In a diagnostic fracture injection test (DFIT), a relatively small volume of fluid is injected into the subsurface, creating a hydraulic fracture. After the end of injection, the pressure in the wellbore is monitored for hours or days. The pressure measurements are used to infer properties of the formation, including the leakoff coefficient, permeability, fracture closure pressure (which is related to the magnitude of the minimum principal stress and the net pressure), and formation pressure. These are key parameters for hydraulic fracture design and reservoir engineering in shale.
During period #1, a fracture has not formed and wellbore storage controls the pressure behavior.
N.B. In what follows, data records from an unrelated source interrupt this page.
PR #524, opened 2018-01-15
adds opts.Tags to operationObject.Tags

thurt:
this is a continuation of work in #145, which left as a TODO to check
remaining options fields for the operationObject during swagger generation.
This PR causes protoc-gen-swagger to check if opts.Tags exists and
overwrite the default value if it does exist.


achew22:
I just looked at https://github.com/grpc-ecosystem/grpc-gateway/pull/526 and I think I'm just going to merge that since it includes tags support as well. Thanks so much for sending in the PR!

The leakoff point occurs at #2, the fracture propagation pressure is reached at #3, and the ISIP (initial shut-in pressure) is reached at #4. DFIT analysis is primarily interested in analyzing the trends in pressure that occur in the hours and days after shut-in.
Petroleum engineers and hydrologists are familiar with different types of “pressure transient tests” in which pressure trends over time are used to infer formation properties. For example, the simplest pressure transient tests are production or injection tests, in which fluid is injected or extracted at constant rate from the well. In these conventional well tests, the fluid pressure remains below the minimum principal stress and a fracture is not formed.
You might wonder, why do we need to use a fracturing test to infer permeability? Why not just use a conventional production or injection test, in which a fracture is not formed? The reason is that in very low permeability formations, it is very difficult to inject or produce fluid at sufficient rate. If injection is performed, pressure will build up rapidly until a fracture forms, unless an impractically low injection rate is used. If production is attempted, the rate will be too low to get meaningful results.